━━━━━ Entries provided

PR #2764, opened 2016-09-30
Deprecate tuple enrichments. Fixes #2763

dwijnand:
Fixes #2763

PR #3079, opened 2017-04-05
Removals: tuple enrichments, old ops, project delegation & deprecated

dwijnand:
- https://github.com/sbt/sbt/pull/2764
- Deprecate the old operators `<<=`, `<+=`, and `<++=` https://github.com/sbt/sbt/pull/2716


jvican:
Can we bring some of these decisions up to discussion?
  
I feel like tuple enrichments should not be removed. The semantics of `.value` are not the same because don't follow Scala-like evaluation semantics. Removing them pushes people to use the DSL API without a clear solution in mind.
  
The DSL API does not give users the freedom to choose how tasks should be evaluated (some times you want full control over task evaluation). This is not possible with the DSL API.

eed3si9n:
> Can we bring some of these decisions up to discussion?

Yes.

> I feel like tuple enrichments should not be removed. The semantics of `.value` are not the same because don't follow Scala-like evaluation semantics. Removing them pushes people to use the DSL API without a clear solution in mind.

In 2017, if we have to teach new users one style of DSL, it's the sbt 0.13 style `{ val k = key.value; val k2 = key2.value }`, and I would really like to reduce the amount of DSL the user has to learn to master sbt. For migration purpose, I'm open to keeping tuple enrichment as a plugin. WDYT?

main-settings/src/main/scala/sbt/Structure.scala
```diff
@@ -40,8 +40,6 @@ sealed abstract class SettingKey[T] extends ScopedTaskable[T] with KeyedInitiali
   final def :=(v: T): Setting[T] = macro std.TaskMacro.settingAssignMacroImpl[T]
   final def +=[U](v: U)(implicit a: Append.Value[T, U]): Setting[T] = macro std.TaskMacro.settingAppend1Impl[T, U]
   final def ++=[U](vs: U)(implicit a: Append.Values[T, U]): Setting[T] = macro std.TaskMacro.settingAppendNImpl[T, U]
-  final def <+=[V](v: Initialize[V])(implicit a: Append.Value[T, V]): Setting[T] = macro std.TaskMacro.fakeSettingAppend1Position[T, V]
```
eed3si9n, line 43: These are error macros (Restligeist macro).

eed3si9n (changes requested):

main-settings/src/main/scala/sbt/Structure.scala
dwijnand: Can't they be regular errors in 1.0?

dwijnand:
Oh man, looks like we were using a lot of deprecated APIs in the scripted test.

I think I might break this PR into 4 PRs for each atomic commit and deal with them independently.

main-settings/src/main/scala/sbt/Structure.scala
eed3si9n: No, the point of error macro is to fail at compile time, but with customized error message pointing to the migration guide.

dwijnand: Ok, I'll drop the commit.

jvican:
>  In 2017, if we have to teach new users one style of DSL, it's the sbt 0.13 style { val k = key.value; val k2 = key2.value }, and I would really like to reduce the amount of DSL the user has to learn to master sbt. For migration purpose, I'm open to keeping tuple enrichment as a plugin. WDYT?
  
In my opinion, it deserves built-in support in sbt. I'm okay with sbt leaning more towards the 0.13 style, but we have to acknowledge its limitations. Power users or people that don't want to deal with DSL limitations, can always use the non DSL API, and I think it's fine to leave it as it is since the maintenance burden is negligible. If we put this API in an independent plugin, then we're leaving sbt users with only one way of doing stuff, but this way is incomplete and has fundamental problems (Scala evaluation semantics are not preserved).
  
Another reason why tuple enrichments should stay is because there is no way to provide automatic rewrites for them. If we do, we change semantics, since tasks won't be evaluated in parallel anymore.
  
Until a full solution is not worked out in the DSL API, I feel that we should leave tuple enrichments intact. These things can go away in the future when the DSL behaves like Scala code.

eed3si9n:
> This way is incomplete and has fundamental problems (Scala evaluation semantics are not preserved).

The fact that tasks do not evaluate in sequential order is by design, not really a problem.
We use the DSL to implement DAG of happens-before relationship as documented in [Task graph](http://www.scala-sbt.org/0.13/docs/Task-Graph.html). If we evaluated tasks the same way we evaluate functions, then `compile` called n times in `test` would cause 5 compilation.

> Power users or people that don't want to deal with DSL limitations, can always use the non DSL API, and I think it's fine to leave it as it is since the maintenance burden is negligible.

Power user can also use sequential tasks and dynamic tasks - http://www.scala-sbt.org/0.13/docs/Howto-Sequencing.html

> These things can go away in the future when the DSL behaves like Scala code.

The tasks run in parallel, so it won't behave like Scala code. At the same time, tuple enrichment do not look anything like what's in the Standard library. (Cats has [Cartesian operations with tuples](http://typelevel.org/cats/typeclasses/applicative.html))

> Another reason why tuple enrichments should stay is because there is no way to provide automatic rewrites for them. If we do, we change semantics, since tasks won't be evaluated in parallel anymore.

I'm a bit confused here. In `{ val k = key.value; val k2 = key2.value }`, `key` and `key2` evaluate in parallel. Are you concerned about the rewrite of `map` or `flatMap`?

jvican:
> The fact that tasks do not evaluate in sequential order is by design, not really a problem.
  
It is a problem, sometimes you may want to control parallel task execution.

I would argue that this is not by design, since the non-DSL API allows you to have control over these things. The deduplication property applies only to the DSL, and I think it's good to have this distinction and keep it this way. A good benefit of sbt is how flexible it is. I believe we can keep it this way without removing core parts of the API, and removing the parts that are more painful (as you're already doing in other PRs).
  
> Power user can also use sequential tasks and dynamic tasks - http://www.scala-sbt.org/0.13/docs/Howto-Sequencing.html
  
Dynamic tasks are difficult to grasp and the consequence of a limited macro implementation, not a design decision. The fact that tasks in `if` will always be executed could be fixed with a better macro implementation, and still achieve the properties of `inspect` and `deduplication` (with some magic for the first one, though).
  
They are the reason why sbt users find sbt so difficult. We're embedding basic conditionals into a DSL construct that people have to learn to use and identify its need, while an `if` is a fundamental construct of any programming language.

> The tasks run in parallel, so it won't behave like Scala code.
  
What I meant by this is fixing some macros to make control flow have an influence on task execution (as described in my previous example).
  
> Are you concerned about the rewrite of map or flatMap?
  
Yes, I was explicitly talking about the rewrite of tuple enrichments into map or flatMap calls, which should be nested and therefore not parallel.
  
The issue is that the `.value` version also changes semantics since control flow inside bodies of tuple enrichments won't be respected anymore. This is why I meant there is no direct rewrite of tuple enrichments.

eed3si9n:
@jvican Let's continue the discussion in https://github.com/sbt/sbt/pull/3083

━━━━━━━━━━

_What is needed_.
If a line of the data above contains "test", copy it out.

_Exercise output_.
Oh man, looks like we were using a lot of deprecated APIs in the scripted test.
We use the DSL to implement DAG of happens-before relationship as documented in [Task graph](http://www.scala-sbt.org/0.13/docs/Task-Graph.html). If we evaluated tasks the same way we evaluate functions, then `compile` called n times in `test` would cause 5 compilation.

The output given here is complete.